I wouldn't want to get into trouble without a party.


----------



## dave2008

Plokman said:


> Hello everyone,
> My name is Plokman and I have been looking all over for a 5E compatible Cyberspace setting, like Tron or the Tv series Reboot. So far I have only found Code Warrior's and I plan to grab that as soon as I can, but I want to work on playing in current DnD first since not everyone I play with will be up to switch to another game style right away.
> 
> So I thought I would ask around here, forgive me if I posted this in the wrong place too. Wasn't 100% positive on where to post a question like this, I mean it is DnD I am talking about but at the same time it is a setting not of DnD fantasy style (unless you have a GameCube land on you and it is swords and knights. Haha) but if I have misposted please help me get back on the rule track please.
> 
> I wouldn't want to get into trouble without a party.



There is a Wiki on this site which list official and 3rd party settings for 5e.  There are few Sci-fi settings listed (there are several lists so keep scrolling!):

5e Games and Settings


----------



## aco175

@Plokman welcome to the site, hope you find what you are looking for.  I think there are some remakes of a Modern or Cyberpunk games, but I do not play this style and are not much help.


----------



## Plokman

aco175 said:


> @Plokman welcome to the site, hope you find what you are looking for.  I think there are some remakes of a Modern or Cyberpunk games, but I do not play this style and are not much help.



Thank you for the warm welcome. DnD is great indeed, trying to it after a two year break. My head has been kinda everywhere, but this year I am getting back on track, including my big project. 

I am going to start a Toy and Comic company, through Patreon and YouTube. I know it sounds naive but I have seen dreams become reality this way and I look at it as a modern A.C. Gilbert.


----------



## Plokman

dave2008 said:


> There is a Wiki on this site which list official and 3rd party settings for 5e.  There are few Sci-fi settings listed (there are several lists so keep scrolling!):
> 
> 5e Games and Settings



Can't find any that work on that list. Also sorry for double posting, I checked the list after my prior post and saw no Digital Realm fantasy. Hope this is ok just once. No double posting again.


----------



## dave2008

Plokman said:


> Can't find any that work on that list. Also sorry for double posting, I checked the list after my prior post and saw no Digital Realm fantasy. Hope this is ok just once. No double posting again.

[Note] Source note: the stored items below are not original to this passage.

PR #17, opened 2023-03-12
added salesforce api to techstack.md

CorinneLS:


Topics/Tech_Stacks.md
```diff
@@ -1 +1,47 @@
 ## Tech Stacks
+
+---
+
+# Access to Salesforce API
```
jorjani, line 5: Please create a Salesforce specific file and move these there! If you are borrowing from a page, you can use a link to the page rather than repeating the content here

jorjani (changes requested):

Topics/Tech_Stacks.md
CorinneLS: Would the salesforce specific file in the Topics folder?

PR #54, opened 2023-03-20
Add DynamoDB for Dummies

spalmurray:
A simple overview of DynamoDB along with some links to DynamoDB resources I've found helpful.


yuengeoff (changes requested):
Overall, this is well-written and provides useful information and helpful resources for readers to learn about DynamoDB. With some slight changes regarding the title, structure, and some additional examples, this could be an even more valuable resource for those looking to use DynamoDB effectively

PR #64, opened 2023-03-21
Added User Story Section to Software_Engineering.md

jonathanginevro:
Overview of user stories and the role that they play in product management. This includes descriptions of each of the major sections of a user story and insight into how they are created and maintained. Additionally, examples and templates are included throughout the document to demonstrate how to write effective user stories.


Topics/Product_Management.md
```diff
@@ -1 +1,73 @@
 ## Resources for Product Management
```
SanjanaGirish, line 1: You can remove the starting line stating 'Resources for product management'

SanjanaGirish (changes requested):
Great resources and the topic is well structured. Please resolve conflicts with the main branch. A helpful suggestion would be to add the topic in a separate file and link it to the main page to avoid conflicts. 

Also, I would like to hear more about why User stories are added to the Product Management section. Is it because product managers typically write user stories? There is no link to product management drawn in the topic. I think User stories fit in the 'Development processes' category better but would like to hear your thoughts.

jonathanginevro:
Thank you for the feedback. Yes, as you mentioned, user stories would typically be created by the product manager (or product owner), and so I thought it fit best in this document. Also, my original idea to work on this topic came from the product management lecture slides, which included a subtopic on user stories. 

However, seeing what has now been merged into the Product Management document, I agree that this topic would be out of place. I hadn't considered the 'Development Processes' document but think that would work well. I also think that my section would work well if it were linked to the 'Software Engineering' document. It would probably fit best under the Scrum category since user stories are generally associated with that framework.

jonathanginevro:
Changed file location and resolved merge conflicts

SanjanaGirish:
Great job, all feedback has been incorporated well.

OK, can you clarify what you want then?  I know Tron, but I am not familiar with your other point of reference.  So, in your own words, what type of setting are you looking for?


----------



## Plokman

dave2008 said:


> OK, can you clarify what you want then?  I know Tron, but I am not familiar with your other point of reference.  So, in your own words, what type of setting are you looking for?



Hmm well reboot is much like Tron, biggest difference is the characters don't know if the User is real, Games drop into the system. Which ones do you recommend for a Tron/ Live inside the computer setting? All the ones I saw on the list were more like the Matrix and not like Tron at all. 

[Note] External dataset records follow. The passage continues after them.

PR #98, opened 2023-10-10
Adding trunk based development article to website

WeissSa:
This PR adds a short description of trunk-based development as well as links/descriptions of two separate articles which discuss it. The first article is by Atlassian and does a great job describing the benefits of trunk-based development. The second is by an organization called Trunk Based Development and gives a great description of describing the Branch by Abstraction strategy.


Topics/Development_Process/Trunk_Development.md
```diff
@@ -0,0 +1,5 @@
+### Trunk-Based Development
+
+Knowing how to manage the creation of large new features in your repository is an important skill, especially when working in large organizations or on projects with complete CI systems. It can be tempting to have large feature branches with hundreds of new lines of code and it can seem daunting to implement a large feature in small stages. Trunk-based development is a system to handle large changes like this. It focuses on creating small PR and using tools such as feature flags. The following article from Atlassian does a great job discussing all the benefits of trunk-based development (i.e. impact on automated testing, having fewer active branches, and more): **[Atlassian Article](https://www.atlassian.com/continuous-delivery/continuous-integration/trunk-based-development)**
+
+Instead of using feature flags, one can also use the "branch by abstraction" method found in [this article](https://trunkbaseddevelopment.com/branch-by-abstraction/). This is similar to referencing an interface instead of a class and much like dependency inversion, can both increase or reduce the complexity of your code.
```
williamyao27, line 5: Since feature flags are quite a useful tool and we're even using them in our own partner project, would you be able to write a short section in between your first and second paragraph describing how feature flags can be used/implemented in trunk-based development? Maybe a concrete example of how they help us break down the implementation of a "post on social media" feature into digestible batches and what type of flags may be derived in that example (doesn't have to be social media, just the first thing that came to mind).

And then the transition into the next paragraph `Instead of using feature flags,` I think will have a bit more meaning as now they can contrast the different methods of breaking down a large feature.

williamyao27, line 5: Maybe you can do a one-sentence elaboration on which situations to use it, since it can be a double edged sword in that in certain cases it may actually increase the complexity of your code.

williamyao27 (approved):
Looks great! To be perfectly honest, I had never explicitly read the details of trunk development but its general principles match a lot of what we've learned in CSC207/301 as well as the way we've been organizing tasks on our partner project right now.

Besides the comments I've left, I'm wondering if there's a way to expand on your explanation of the trunk-based development model with a diagram as well as a counterexample of what might happen if one doesn't follow this system. As it is right now, it's a bit abstract and I think relies on the reader implicitly knowing branching structures and the true danger of excessively large branches.

Something like the below diagram that I pulled from online (and would need to be cited) could work:
image

Topics/Development_Process/Trunk_Development.md
```diff
@@ -0,0 +1,5 @@
+### Trunk-Based Development
+
+Knowing how to manage the creation of large new features in your repository is an important skill, especially when working in large organizations or on projects with complete CI systems. It can be tempting to have large feature branches with hundreds of new lines of code and it can seem daunting to implement a large feature in small stages. Trunk-based development is a system to handle large changes like this. It focuses on creating small PR and using tools such as feature flags. The following article from Atlassian does a great job discussing all the benefits of trunk-based development (i.e. impact on automated testing, having fewer active branches, and more): **[Atlassian Article](https://www.atlassian.com/continuous-delivery/continuous-integration/trunk-based-development)**
```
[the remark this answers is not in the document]
WeissSa: Great idea!

Topics/Development_Process/Trunk_Development.md
WeissSa: Great idea! I will ad a more concrete example of how one might use them :+1:

WeissSa: Will do! I am going to modify this idea a little by just converting the feature-flag method to abstraction and then saying the developer can choose which is better (because they can). Since this topic is not the focus, it will be relatively low detail.

WeissSa:
@williamyao27 Let me know what you think of the example. I tend to lean towards ambiguity so I am a little worried that a new feature flag enthusiast might not understand.

Topics/Development_Process/Trunk_Development.md
```diff
@@ -0,0 +1,25 @@
...
+
+#### Feature Flags
+
+As mentioned above, feature flags are a fantastic tool to use when engaging in trunk-based development. The article above explains them abstractly, but a more concrete example might be:
+
+- Let's say you are working on a deployed website. You want to change the search algorithm but don't want to remove your old algorithm until your new one is finished. Because you are an excellent trunk-based developer, you decide to use feature flags!
+
+- You create your feature flag and set it to false. Then when coding your changes, you make sure that when the feature flag is false, all behaviour on your website remains the exact same. However, when you set your feature flag to true, your new feature becomes enabled.
+
+- Once your new search engine capability is fully ready, tested, and customer-approved, you enable your feature flag on deployment, and everyone gains access to it.
```
williamyao27, line 17: Does it make sense to add a line here about how once this is done, we are safe to remove the previous code relating to the old algorithm?

williamyao27 (approved):
>@williamyao27 Let me know what you think of the example.

New section looks good and I appreciate the search example since that ties into what I was writing. I added a small comment just to wrap up the explanation a bit.

The diagram is well-selected too. I've heard a lot of anecdotes from new student software teams expressing frustration about team members not using pull requests and sometimes even committing directly to main. I'm hoping this model can really help them learn the benefits of breaking down large features into bitesize tasks and creating PRs often!

Topics/Development_Process/Trunk_Development.md
WeissSa: Yes absolutely!

williamyao27:
Thanks for adding the clarification.

I think you should be good to merge! Doesn't look like there are any merge conflicts. Great work again @WeissSa :)

WeissSa:
@williamyao27 great reviewing!

PR #235, opened 2023-11-28
Fix broken links and refine props format

skatshang:
The following changes have been made to React_Native_Component.md:

1. Fixed the format of links that're not showing properly 
2. Refined the format of props sections, allowing readers to distinguish prop names and contents easily


skatshang:
thanks for checking!

PR #240, opened 2023-11-28
Added Introduction to NumPy

m-grigoriu:
Added a page to the wiki containing an introduction to the Python library NumPy, which provides a memory-efficient and flexible array data type to store values in n-dimensional collections. The introduction goes over how to include NumPy in Python projects, how arrays are created and how they work, how to use 2+ dimensional arrays, and various operations that can be conducted on/between arrays.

Also please forgive me if I sounded rude. Was never my intent, thank you for your help always.


----------



## dave2008

Plokman said:


> Hmm well reboot is much like Tron, biggest difference is the characters don't know if the User is real, Games drop into the system. Which ones do you recommend for a Tron/ Live inside the computer setting? All the ones I saw on the list were more like the Matrix and not like Tron at all.

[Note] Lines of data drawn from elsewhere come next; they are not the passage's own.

PR #251, opened 2023-11-28
Update CSS.md

DavidZ79:
Added a section on CSS Specificity to the existing CSS readme under Tech Stacks.

### DIFF
--- a/Topics/Tech_Stacks/CSS.md
+++ b/Topics/Tech_Stacks/CSS.md
@@ -3,6 +3,7 @@
 ## Table of contents
 ### [Introduction](#introduction-1)
 ### [CSS Cascade](#css-cascade-1)
+### [CSS Selector Specificity](#css-selector-specificity-1)
 ### [CSS Layout](#css-layout-1)
 ### [CSS Frameworks](#css-frameworks-1)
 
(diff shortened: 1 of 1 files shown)


Topics/Tech_Stacks/CSS.md
```diff
@@ -3,6 +3,7 @@
 ## Table of contents
 ### [Introduction](#introduction-1)
 ### [CSS Cascade](#css-cascade-1)
+### [CSS Selector Specificity](#css-selector-specificity-1)
```
Ljime, line 6: It may also be nice to add extra hyperlinks to the other subsections such as Specificity Hierarchy, How is specificity calculated?, Troubleshooting, Additional Resources:

Topics/Tech_Stacks/CSS.md
```diff
@@ -26,6 +27,62 @@ Because of the existence of ids and classes in selectors, often multiple CSS dec
...
 [This website](https://wattenberger.com/blog/css-cascade) gives a detailed breakdown of CSS Cascade and its tiers. 
 
+## CSS Selector Specificity:
+
+CSS specificity is the set of rules and calculations that determine which CSS selectors are executed in the CSS Cascade. Understanding this crucial in improving the fluency of a programmer's ability to write functional CSS, since this concept can save many hours of troubleshooting.
+
+#### Specificity Hierarchy
+The selector with the highest specificity is chosen to execute on the CSS Cascade. There are 3 selector categories, from most specific to least specific, shown below:
+
+1. **ID**
```
Ljime, line 37: I think !important would also be applicable here as the highest hierarchy, though it is bad practice, do you think it is worth adding?

Topics/Tech_Stacks/CSS.md
```diff
@@ -26,6 +27,62 @@ Because of the existence of ids and classes in selectors, often multiple CSS dec
...
+2. **Classes and Pseudo-classes**
+3. **Elements and Pseudo-elements**
```
Ljime, line 39: I also think the universal selector would be worth adding as well
```
* {
styles here...
}
```
The universal selector that selects all elements, would go below the Element selectors, right? I think it would be a great addition to this list!

Topics/Tech_Stacks/CSS.md
```diff
@@ -26,6 +27,62 @@ Because of the existence of ids and classes in selectors, often multiple CSS dec
...
+
+Suppose we introduce a fourth selector:
+
+`#im-the-best-id.im-another-class.im-yet-another-class { ... }  /* IDs=1, Classes=2, Elements=0 */` -> Specificity = 120
+
+This selector would have the highest specificity of all the previous examples. It has the same number of IDs as the first selector, but has 2 more classes, making it more specific.
+
+N.B. that selector combinators have no impact on the specificity calculation, and inline styles of an element have the highest specificity regardless of the categories above.
+
+#### Troubleshooting
```
Ljime, line 63: This is a really great section, I was wondering if there were any online resources to add to this such as an online calculator that would do the specificity calculations for you if you were stuck debugging? I think it would be a great resource to have for a developer!

Topics/Tech_Stacks/CSS.md
```diff
@@ -26,6 +27,62 @@ Because of the existence of ids and classes in selectors, often multiple CSS dec
...
+
+If you believe that your CSS is behaving in unexpected ways due to selector specificities, here are some steps you can take (in no particular order) to look into what is causing it.
+
+1. Use Browser Developer Tools
+
+Every browser has developer tools that you can take advantage of when debugging your CSS. They allow you to see which selectors have been executed, and which have not. In Google Chrome, Right-Click -> Inspect Element or F12 to access Chrome Dev Tools. Under the styles tab, you can see which styles have been crossed out, meaning that they have not been executed.
```
Ljime, line 69: Do you think you could add images or link a tutorial with this guide? I think a visual guide may help those who haven't used developer tools before!

Ljime (changes requested):
Hi David, 

Overall, this is a really nice update to the CSS documentation and a must-read for every CSS developer! I have suggested some changes and additions that I think would make this more a thorough guide.

Great work overall!

Topics/Tech_Stacks/CSS.md
DavidZ79: I think I disagree with adding hyperlinks to the table of contents, since it is meant to be a high-level list of concepts, and to keep consistent with other topics, which aren't as extensively written about. Should there be more contributions in the future, I'll be sure to add some subpoints to the table.

Topics/Tech_Stacks/CSS.md
DavidZ79: Good catch! Could be just me, but I'm not sure that everyone who would read this would already know about !important. I'll be sure to add it.

Topics/Tech_Stacks/CSS.md
DavidZ79: I actually didn't know about that, thanks

Topics/Tech_Stacks/CSS.md
DavidZ79: I have limited experience using a specificity calculator, but I can understand why it can be tremendously useful in troubleshooting css. I'll add it, thanks

Topics/Tech_Stacks/CSS.md
DavidZ79: You're right! I added an image along with a tip to check/uncheck certain styles.

DavidZ79:
Thanks for all your comments! I made a few changes here and there to reflect them.

Ljime (approved):
Hi David.

Thank you for the changes!
Everything looks good to me now!

Good job!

I don't know. To me that is a fluff/lore distinction not a mechanics one, so any of them would work.   Sorry, I guess that is not helpful to you, but I don't really run these type of settings



Plokman said:


> Also please forgive me if I sounded rude. Was never my intent, thank you for your help always.



No worries - I didn't think you were being rude.


----------



## Plokman

dave2008 said:


> I don't know. To me that is a fluff/lore distinction not a mechanics one, so any of them would work.   Sorry, I guess that is not helpful to you, but I don't really run these type of settings
> 
> 
> No worries - I didn't think you were being rude.



Thanks for trying, maybe someone else might have some ideas. Glad I wasn't rude, I hate sounding like that.


----------